Information given:

PR #1368, opened 2022-08-15
extract getRepositories methods

sdelamo:
This allows to easily override `getRepositories` method to add extra repositories. e.g. `mavenLocal`


timyates (approved):

timyates:
re-running failed jobs as they should have passed

PR #1371, opened 2022-08-15
Generate test resources compatible configuration for R2DBC

### LINKED ISSUE #1353: Generate test resources compatible configuration for R2DBC
Current configuration is not compatible with test resources:

```yaml
r2dbc:
 datasources:
    default:
      schema-generate: CREATE_DROP
      dialect: H2
      url: r2dbc:h2:mem:///testdb;DB_CLOSE_ON_EXIT=FALSE
      username: sa
      password: ''

```

wetted:
fixes #1353


starter-core/src/test/groovy/io/micronaut/starter/feature/database/r2dbc/DataR2dbcSpec.groovy
```diff
@@ -177,16 +177,16 @@ class DataR2dbcSpec extends ApplicationContextSpec implements CommandOutputFixtu
         BuildTool.GRADLE_KOTLIN | "postgres"  | "POSTGRES"
         BuildTool.GRADLE        | "postgres"  | "POSTGRES"
         BuildTool.MAVEN         | "mysql"     | "MYSQL"
-        BuildTool.MAVEN         | "mysql"     | "MYSQL"
+        BuildTool.GRADLE_KOTLIN | "mysql"     | "MYSQL"
```
sdelamo: move this to https://github.com/micronaut-projects/micronaut-starter/pull/1374

starter-core/src/test/groovy/io/micronaut/starter/feature/testresources/DbTypeSpec.groovy
```diff
@@ -6,6 +6,14 @@ class DbTypeSpec extends Specification {
 
     void "toString() returns lowercase"() {
         expect:
-        "mariadb" == DbType.MARIADB.toString();
+        toString == dbtype.toString()
```
sdelamo: Move this to https://github.com/micronaut-projects/micronaut-starter/pull/1375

Your objective: Each line, starting with the one that holds "re-running failed jobs" and ending with the last line of the listing, is to be restated exactly.

Solution to the problem:
re-running failed jobs as they should have passed

PR #1371, opened 2022-08-15
Generate test resources compatible configuration for R2DBC

### LINKED ISSUE #1353: Generate test resources compatible configuration for R2DBC
Current configuration is not compatible with test resources:

```yaml
r2dbc:
 datasources:
    default:
      schema-generate: CREATE_DROP
      dialect: H2
      url: r2dbc:h2:mem:///testdb;DB_CLOSE_ON_EXIT=FALSE
      username: sa
      password: ''

```

wetted:
fixes #1353


starter-core/src/test/groovy/io/micronaut/starter/feature/database/r2dbc/DataR2dbcSpec.groovy
```diff
@@ -177,16 +177,16 @@ class DataR2dbcSpec extends ApplicationContextSpec implements CommandOutputFixtu
         BuildTool.GRADLE_KOTLIN | "postgres"  | "POSTGRES"
         BuildTool.GRADLE        | "postgres"  | "POSTGRES"
         BuildTool.MAVEN         | "mysql"     | "MYSQL"
-        BuildTool.MAVEN         | "mysql"     | "MYSQL"
+        BuildTool.GRADLE_KOTLIN | "mysql"     | "MYSQL"
```
sdelamo: move this to https://github.com/micronaut-projects/micronaut-starter/pull/1374

starter-core/src/test/groovy/io/micronaut/starter/feature/testresources/DbTypeSpec.groovy
```diff
@@ -6,6 +6,14 @@ class DbTypeSpec extends Specification {
 
     void "toString() returns lowercase"() {
         expect:
-        "mariadb" == DbType.MARIADB.toString();
+        toString == dbtype.toString()
```
sdelamo: Move this to https://github.com/micronaut-projects/micronaut-starter/pull/1375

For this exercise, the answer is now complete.